Wednesday, June 10, 2009

Distributed Computing: More than CPU Cycles

I wrote a previous post about wanting a system to automatically seed Ubuntu disk images, but I have been thinking about this concept at a more general level.

Distributed computing involves people from across the Internet donating their CPU time to a common cause. Why does it have to just be the use of your CPU? In my previous post, I began to introduce this concept involving bandwidth. The other resource that I thought about sharing is disk space.

As an algorithmist, I love the idea of having a constant time algorithm, sometimes called an oracle. One why to simulate an oracle is to cache every possible answer. Well, most algorithms, including my favorite numerical algorithms, have infinitely many answers, so we should just try to cache everything we know.

This is not a foreign concept. GIMPS is a distributed computing project which searches for prime numbers even though we know that that there are infinitely many primes. (As a side note, GIMPS found another prime in 2009.) Similarly, there are infinitely many positive integers and each of them have a unique prime factorization. I think that it would be interesting to create an online service that would return the prime factorization of a positive integer.

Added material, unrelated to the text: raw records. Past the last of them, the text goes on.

PR #3684, opened 2022-09-23
Expand function parameters according to WP Core

vitaliy-kulish-dt:
Added default WordPress parameters to `wpcom_vip_count_user_posts` function to allow using with custom post types

### DIFF
--- a/vip-helpers/vip-caching.php
+++ b/vip-helpers/vip-caching.php
@@ -361,17 +361,17 @@ function wpcom_vip_old_slug_redirect() {
  * if it's called several times per request. This allows bypassing the db queries in favor of
  * the cache
  */
-function wpcom_vip_count_user_posts( $user_id ) {
+function wpcom_vip_count_user_posts( $user_id, $post_type = 'post', $public_only = false ) {
 	if ( ! is_numeric( $user_id ) ) {
 		return 0;
 	}
 
-	$cache_key   = 'vip_' . (int) $user_id;
+	$cache_key   = 'vip_' .  md5(wp_json_encode($post_type)) . '_' . (int) $user_id;
 	$cache_group = 'user_posts_count';
-	
+
 	$count = wp_cache_get( $cache_key, $cache_group );
 	if ( false === $count ) {
-		$count = count_user_posts( $user_id );
+		$count = count_user_posts( $user_id, $post_type, $public_only );
 
 		wp_cache_set( $cache_key, $count, $cache_group, 5 * MINUTE_IN_SECONDS );
 	}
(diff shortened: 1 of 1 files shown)


vip-helpers/vip-caching.php
```diff
@@ -361,17 +361,17 @@ function wpcom_vip_old_slug_redirect() {
...
  * the cache
  */
-function wpcom_vip_count_user_posts( $user_id ) {
+function wpcom_vip_count_user_posts( $user_id, $post_type = 'post', $public_only = false ) {
 	if ( ! is_numeric( $user_id ) ) {
 		return 0;
 	}
 
-	$cache_key   = 'vip_' . (int) $user_id;
+	$cache_key   = 'vip_' .  md5(wp_json_encode($post_type)) . '_' . (int) $user_id;
```
rebeccahum: Minor styling suggestion:
```suggestion
	$cache_key   = 'vip_' .  md5( wp_json_encode( $post_type ) ) . '_' . (int) $user_id;
```

rebeccahum (changes requested):
Thanks for this!

rebeccahum (dismissed):

vip-helpers/vip-caching.php
```diff
@@ -361,17 +361,17 @@ function wpcom_vip_old_slug_redirect() {
...
  * the cache
  */
-function wpcom_vip_count_user_posts( $user_id ) {
+function wpcom_vip_count_user_posts( $user_id, $post_type = 'post', $public_only = false ) {
 	if ( ! is_numeric( $user_id ) ) {
 		return 0;
 	}
 
-	$cache_key   = 'vip_' . (int) $user_id;
+	$cache_key   = 'vip_' .  md5( wp_json_encode( $post_type ) ) . '_' . (int) $user_id;
```
rinatkhaziev, line 374: @vitaliy-kulish-dt What's the reason for `wp_json_encode` here? The argument is a string and probably can be used as-is?

rinatkhaziev (changes requested):
@vitaliy-kulish-dt thanks for the contribution, I left a question inline.

vip-helpers/vip-caching.php
vitaliy-kulish-dt: @rinatkhaziev param $post_type can be a single post type or an array of post types. To avoid an extra check, I decided to process both options immediately.

rinatkhaziev: Thanks for clarifying! Do you mind adjusting the PHPDoc for the function to list the parameters and their respective possible types?

vitaliy-kulish-dt: @rinatkhaziev yep, sure

rebeccahum (approved):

This factorization oracle could greatly benefit from a distributed computing project in which people donated their disk space, because this project would require a very large amount of disk space. When a user would query the service for the prime factorization of a number, they would be redirected to the distributed "disk space" user's computer containing their answer.

Whether or not you like my online oracle idea, I think there is some benefit in expanding the distributed computing concept to resources other than the CPU. The mirroring of file servers and the BitTorrent protocol are both ways to distribute bandwidth. The distribution of bandwidth by either of these methods is still more difficult than the distribution of computation, so there is still room for improvement. Finally, I do not know of any current solution that could be considered a type of distributed disk space.

One reason why things might be the way their are now is because of cost. Computation probably costs more than bandwidth which in turns costs more than disk space.

Are their other services that a computer could donate in a distributed computing-like fashion?